Когда я дотронулся до него, он тотчас встал, замурлыкал, потерcя о мою руку – и, по-видимому, был очень доволен моим вниманием. Этого-то мне и нужно было. Я спросил хозяина, не продаст ли он мне кота, но оказалось, что он даже не знал о его существовании, никогда не слыхал о нем, никогда не видал его.
Я продолжал ласкать кота, и, когда собрался домой, животное последовало за мною. Дорогой я останавливался и гладил его, таким образом мы добрались до дома. Тут он быстро освоился и сделался любимцем моей жены.

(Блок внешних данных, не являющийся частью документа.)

PR #3921, opened 2018-11-27
Apply OAuth permission scoping to API

notbakaneko:
- Makes the API endpoints require OAuth tokens to have the correct scopes.
- ~~Implicit scope normalization isn't included in this change, so for the time being, scopes will have to be explicitly requested.~~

Что до меня, то я вскоре невзлюбил его. Я совсем не того ожидал, но – не знаю как и почему – его очевидная привязанность ко мне раздражала и бесила меня. Мало-помалу это раздражение превратилось в заклятую ненависть. Я старался избегать кота; чувство стыда и воспоминание о моем жестоком поступке не позволяли мне колотить или обижать эту тварь. В течение нескольких недель я ни разу не ударил его, но постепенно – очень постепенно – дошел до того, что не мог смотреть на него без невыразимого отвращения и молча бежал от его ненавистного присутствия, как от чумы.

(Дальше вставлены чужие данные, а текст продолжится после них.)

PR #3933, opened 2018-12-03
Fix anchor offsets on news pages

### LINKED ISSUE #3928: News anchor links have wrong offset
Pinned navigation blocking the header.

notbakaneko:
closes #3928 

We should probably look at supporting markdown extensions for custom header ids (which seems to have made no progress in commonmark) instead, like:

```
# Header {#anchor-here}
```

---

### DIFF
--- a/resources/assets/less/bem/osu-md.less
+++ b/resources/assets/less/bem/osu-md.less
@@ -66,6 +66,10 @@
       margin-top: 0;
     }
 
+    & > a {
+      .fragment-target-fn();
+    }
+
     &--2 {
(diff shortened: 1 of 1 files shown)


resources/assets/less/bem/osu-md.less
```diff
@@ -66,6 +66,10 @@
       margin-top: 0;
     }
 
+    & > a {
```
nanaya: `&` optional. And probably should look into setting `&[id], [id] { ... }` instead (not sure if better).

PR #3944, opened 2018-12-06
Add post and profile length limit

### LINKED ISSUE #3943: User page has no character limit
Just as the title says, editing user pages have no character limit.
I tried saving my user page with over 250,000 characters, an error occured but still the contents are saved. After that, my profile is totally inaccessible, just a blank page appears either in old and new. The only way to remove it is by using the moderation tools.

Adding a character limit (e.g. 60,000 like in the old site) will avoid this issue.

notbakaneko:
closes #3943

Client-side check to be handled separately.

Error message makes no sense imo, since the validation doesn't have any info on what context it's actually being used for.

---


app/Models/Forum/Post.php
```diff
@@ -223,6 +223,10 @@ public function isValid()
             $this->validationErrors()->add('post_text', 'required');
         }
 
+        if ($this->isDirty('post_text') && mb_strlen($this->post_text) > config('osu.forum.max_post_length')) {
```
nanaya: This should check `body_raw` length otherwise this will include length of the bbcode uid and other additional attributes.

PR #3993, opened 2018-12-11
Enable feature vote

### LINKED ISSUE #1173: Voting on feature requests
We need to display current star priority at a minimum

nanaya:
With very basic interface :dancer: 

Now with stars :stars: 

Resolves #1173.


nanaya:
adding stars

nanaya:
added stars

nekodex:
You may want to double-check the queries...

resources/views/forum/topics/_feature_vote.blade.php
```diff
@@ -0,0 +1,71 @@
...
+            {!! trans('forum.topics.show.feature_vote.info._', [
+                'feature_request' => '<strong>'.trans('forum.topics.show.feature_vote.info.feature_request').'</strong>',
+                'supporters' => link_to(route('support-the-game'), trans('forum.topics.show.feature_vote.info.supporters')),
+            ]) !!}
+        </div>
+
+        <div
+            class="
+                forum-topic-feature-vote__votes
+                {{ $topic->osu_starpriority > 1000 ? 'forum-topic-feature-vote__votes--small' : '' }}
```
nekodex: might be worth moving this to a config variable?

resources/lang/en/sort.php
```diff
@@ -16,25 +18,15 @@
...
+    'new' => 'Recent',
+    'old' => 'Old',
+    'top' => 'Top',
 
-  &__item-arrow {
-    margin-left: 5px;
-  }
-}
+    'forum_topics' => [
+        'new' => 'Last replied',
```
nekodex: "Last replied" kinda implies _my_ last reply, so maybe "Last reply"? (also might want to update the topic listing to match too)

resources/lang/en/forum.php
```diff
@@ -268,6 +269,12 @@
...
                 'do' => 'Promote this request',
 
+                'info' => [
+                    '_' => 'This is a :feature_request. Feature requests can be voted up by :supporters.',
+                    'feature_request' => 'feature request',
+                    'supporters' => 'supporters',
+                ],
+
                 'user' => [
                     'count' => '{0} no vote|{1} :count vote|[2,*] :count votes',
```
nekodex: Noticed this while testing... not due to PR changes but probably should still be fixed -- `no vote` should be `no votes`...



(may need to doublecheck where else the string is used)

Без сомнения, на мою ненависть повлияло открытие, сделанное мною на другое утро после водворения кота в нашем доме. У него, как и у Плутона, не хватало одного глаза. Это обстоятельство только усиливало привязанность к нему моей жены, обладавшей, как я уже говорил, мягкосердечием, которое когда-то было моей отличительной чертой и источником простых и чистых удовольствий.
Но чем больше я ненавидел кота, тем сильнее он привязывался ко мне. Он ходил за мною по пятам с непонятным упорством. Стоило мне присесть, он уже оказывался под стулом или вскакивал ко мне на колени и осыпал меня своими ненавистными ласками. Когда я вставал, совался мне под ноги или, уцепившись своими длинными и острыми когтями за мой сюртук, висел у меня на груди. В такие минуты мне хотелось укокошить его одним ударом, однако я сдерживался, отчасти потому, что помнил о своем преступлении, а главным образом – сознаюсь в этом, наконец, – потому, что я боялся этого животного.

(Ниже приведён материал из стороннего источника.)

PR #3996, opened 2018-12-11
Remove exists dependent subquery when validating previous users of a username

notbakaneko:
Bad query when there are no matches.
Also move query to readonly database.

---

### DIFF
--- a/app/Libraries/UsernameValidation.php
+++ b/app/Libraries/UsernameValidation.php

Боязнь эта не была опасением физического зла, а между тем я не знаю, как определить ее иначе. Я почти стыжусь сознаться – да, даже в этом каземате я почти стыжусь сознаться, что мой страх и ужас были вызваны самым вздорным обстоятельством. Жена не раз обращала мое внимание на странную форму упомянутого выше белого пятна, единственного отличия нового кота от Плутона. Сначала, если припомнит читатель, его очертания были неясны, но мало-помалу, почти незаметно, так, что иногда я сомневался, не мерещится ли мне это, – мало-помалу оно приняло совершенно определенную форму. Это было изображение предмета, одно название которого возбуждает во мне дрожь, – из-за него-то я так боялся и ненавидел кота, что уничтожил бы его, если бы смел, – изображение ужасной, отвратительной вещи – виселицы! О, угрюмое и страшное орудие ужасов и преступлений, агонии и смерти!
Ну разве я не был несчастнейшим из смертных? Животное, собрата которого я презрительно уничтожил, животное могло причинить мне, созданному по образу Всевышнего Бога, такие невыносимые страдания. Увы! Я не знал покоя ни днем ни ночью! Днем эта тварь не отставала от меня ни на шаг, ночью я то и дело просыпался в невыразимом страхе: я чувствовал горячее дыхание животного на моем лице, мне чудилось, что оно – воплощенный кошмар, который я не мог стряхнуть, – налегло всей своей тяжестью на мое сердце!
Под гнетом такой пытки исчезли последние остатки добрых чувств. Только дурные мысли остались со мною – злые, черные мысли. Моя раздражительность превратилась в ненависть ко всему миру, ко всему человечеству. Но увы! От этих взрывов неудержимого бешенства больше всего приходилось терпеть моей безответной жене.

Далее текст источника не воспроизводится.